WORK TASK:
Your answer should be one number: how many lines of the data include the string "shortened"?

Saved entries:
------------------------------
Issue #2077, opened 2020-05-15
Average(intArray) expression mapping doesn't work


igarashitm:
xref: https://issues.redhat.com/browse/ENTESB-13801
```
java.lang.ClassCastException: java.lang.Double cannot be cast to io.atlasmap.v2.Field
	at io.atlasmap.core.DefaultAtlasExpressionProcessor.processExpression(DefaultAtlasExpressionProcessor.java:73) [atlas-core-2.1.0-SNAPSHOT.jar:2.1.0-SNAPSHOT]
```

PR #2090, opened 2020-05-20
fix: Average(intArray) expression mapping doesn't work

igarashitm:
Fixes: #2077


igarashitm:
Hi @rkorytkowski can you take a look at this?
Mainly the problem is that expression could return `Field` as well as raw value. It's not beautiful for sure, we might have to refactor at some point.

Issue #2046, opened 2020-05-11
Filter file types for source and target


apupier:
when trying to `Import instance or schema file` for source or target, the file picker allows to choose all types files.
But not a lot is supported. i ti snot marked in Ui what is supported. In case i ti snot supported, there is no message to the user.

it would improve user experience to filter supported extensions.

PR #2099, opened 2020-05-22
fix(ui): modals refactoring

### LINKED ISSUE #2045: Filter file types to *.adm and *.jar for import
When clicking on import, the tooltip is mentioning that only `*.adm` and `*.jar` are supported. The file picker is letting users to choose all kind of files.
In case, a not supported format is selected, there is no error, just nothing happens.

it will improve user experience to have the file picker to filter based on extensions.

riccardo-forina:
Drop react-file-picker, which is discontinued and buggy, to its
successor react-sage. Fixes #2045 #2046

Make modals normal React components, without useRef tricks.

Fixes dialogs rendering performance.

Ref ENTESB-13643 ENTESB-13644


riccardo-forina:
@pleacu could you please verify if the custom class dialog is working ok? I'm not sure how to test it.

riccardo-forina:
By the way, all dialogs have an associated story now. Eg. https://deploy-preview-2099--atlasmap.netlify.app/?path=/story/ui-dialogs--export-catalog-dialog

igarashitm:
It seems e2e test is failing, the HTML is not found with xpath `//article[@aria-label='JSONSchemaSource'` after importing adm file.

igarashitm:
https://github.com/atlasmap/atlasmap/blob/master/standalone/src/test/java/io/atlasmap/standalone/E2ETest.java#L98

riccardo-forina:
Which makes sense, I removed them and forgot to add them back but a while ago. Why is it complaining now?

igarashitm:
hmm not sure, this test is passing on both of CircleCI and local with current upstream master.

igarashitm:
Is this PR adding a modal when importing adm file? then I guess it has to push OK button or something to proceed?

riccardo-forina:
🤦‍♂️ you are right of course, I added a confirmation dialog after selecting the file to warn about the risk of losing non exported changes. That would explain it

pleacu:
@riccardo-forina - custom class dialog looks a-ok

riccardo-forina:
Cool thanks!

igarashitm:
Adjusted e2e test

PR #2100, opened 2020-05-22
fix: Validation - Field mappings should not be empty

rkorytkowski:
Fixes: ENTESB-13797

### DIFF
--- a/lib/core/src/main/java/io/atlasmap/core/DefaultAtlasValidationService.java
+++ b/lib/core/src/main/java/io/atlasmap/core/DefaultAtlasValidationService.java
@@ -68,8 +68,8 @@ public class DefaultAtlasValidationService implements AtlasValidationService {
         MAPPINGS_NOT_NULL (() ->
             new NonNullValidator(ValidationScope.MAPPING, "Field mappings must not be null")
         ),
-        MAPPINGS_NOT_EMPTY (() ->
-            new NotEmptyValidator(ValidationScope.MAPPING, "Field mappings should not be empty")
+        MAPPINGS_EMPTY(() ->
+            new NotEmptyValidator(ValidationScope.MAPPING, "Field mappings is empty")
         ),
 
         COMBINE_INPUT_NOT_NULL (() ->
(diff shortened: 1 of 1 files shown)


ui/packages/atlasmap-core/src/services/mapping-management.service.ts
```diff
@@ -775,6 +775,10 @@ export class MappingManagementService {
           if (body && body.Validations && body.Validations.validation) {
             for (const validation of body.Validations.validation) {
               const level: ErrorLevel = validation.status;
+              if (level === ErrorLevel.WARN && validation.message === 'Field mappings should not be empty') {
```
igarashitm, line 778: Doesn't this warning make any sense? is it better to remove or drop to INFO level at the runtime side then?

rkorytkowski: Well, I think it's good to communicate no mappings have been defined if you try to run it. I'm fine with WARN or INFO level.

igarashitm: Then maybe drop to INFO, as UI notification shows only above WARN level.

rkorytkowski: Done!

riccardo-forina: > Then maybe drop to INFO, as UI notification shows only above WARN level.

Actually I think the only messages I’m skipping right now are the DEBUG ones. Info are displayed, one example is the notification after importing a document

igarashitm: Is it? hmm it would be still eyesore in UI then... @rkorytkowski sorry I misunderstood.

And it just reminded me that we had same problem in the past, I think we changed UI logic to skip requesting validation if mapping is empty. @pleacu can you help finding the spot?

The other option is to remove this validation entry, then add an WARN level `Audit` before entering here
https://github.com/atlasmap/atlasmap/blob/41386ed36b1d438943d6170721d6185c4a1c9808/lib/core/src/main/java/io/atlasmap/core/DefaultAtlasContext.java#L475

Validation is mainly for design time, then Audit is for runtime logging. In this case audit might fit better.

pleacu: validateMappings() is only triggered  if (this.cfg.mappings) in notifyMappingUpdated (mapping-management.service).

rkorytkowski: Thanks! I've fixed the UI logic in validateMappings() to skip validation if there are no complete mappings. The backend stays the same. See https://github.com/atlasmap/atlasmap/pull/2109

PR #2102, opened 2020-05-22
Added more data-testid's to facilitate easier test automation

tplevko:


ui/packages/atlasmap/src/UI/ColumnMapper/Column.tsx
------------------------------
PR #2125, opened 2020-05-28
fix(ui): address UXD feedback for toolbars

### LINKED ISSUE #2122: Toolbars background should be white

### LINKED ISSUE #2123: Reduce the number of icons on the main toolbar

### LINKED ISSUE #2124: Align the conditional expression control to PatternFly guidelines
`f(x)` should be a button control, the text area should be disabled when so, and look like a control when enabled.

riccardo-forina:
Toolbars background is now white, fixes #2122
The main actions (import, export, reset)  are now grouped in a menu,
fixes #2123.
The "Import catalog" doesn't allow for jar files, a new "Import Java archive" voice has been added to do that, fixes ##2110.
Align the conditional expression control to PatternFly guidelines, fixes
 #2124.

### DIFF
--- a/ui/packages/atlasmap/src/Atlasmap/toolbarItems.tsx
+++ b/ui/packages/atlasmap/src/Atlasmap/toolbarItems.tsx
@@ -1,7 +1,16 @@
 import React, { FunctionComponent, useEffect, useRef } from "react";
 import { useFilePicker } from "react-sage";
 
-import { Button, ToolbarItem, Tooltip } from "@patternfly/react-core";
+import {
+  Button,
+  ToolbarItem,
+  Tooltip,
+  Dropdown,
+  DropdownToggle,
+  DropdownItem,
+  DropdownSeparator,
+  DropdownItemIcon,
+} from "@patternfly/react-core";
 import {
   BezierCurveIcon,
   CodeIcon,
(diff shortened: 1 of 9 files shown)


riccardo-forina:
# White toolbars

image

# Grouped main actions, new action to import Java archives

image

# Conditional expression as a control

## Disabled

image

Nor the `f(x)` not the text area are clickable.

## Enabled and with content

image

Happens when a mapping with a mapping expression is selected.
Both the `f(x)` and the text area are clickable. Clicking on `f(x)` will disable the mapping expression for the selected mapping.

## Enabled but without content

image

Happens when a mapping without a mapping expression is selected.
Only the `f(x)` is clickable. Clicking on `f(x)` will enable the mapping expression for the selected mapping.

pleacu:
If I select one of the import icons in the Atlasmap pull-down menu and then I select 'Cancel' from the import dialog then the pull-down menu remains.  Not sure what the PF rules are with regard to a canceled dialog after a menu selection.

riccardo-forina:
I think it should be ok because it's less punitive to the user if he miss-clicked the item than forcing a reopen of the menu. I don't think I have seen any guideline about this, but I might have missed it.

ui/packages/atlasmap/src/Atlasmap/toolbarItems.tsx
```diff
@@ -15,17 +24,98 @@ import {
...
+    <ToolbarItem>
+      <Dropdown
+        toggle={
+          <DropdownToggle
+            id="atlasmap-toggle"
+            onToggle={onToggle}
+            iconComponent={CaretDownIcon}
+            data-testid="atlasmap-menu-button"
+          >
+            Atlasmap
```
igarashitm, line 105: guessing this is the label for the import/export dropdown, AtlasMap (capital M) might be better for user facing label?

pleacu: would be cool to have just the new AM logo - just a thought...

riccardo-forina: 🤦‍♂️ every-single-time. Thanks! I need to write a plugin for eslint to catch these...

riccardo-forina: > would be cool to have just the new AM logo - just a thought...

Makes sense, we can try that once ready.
------------------------------
OUTPUT OF THE EXERCISE:
2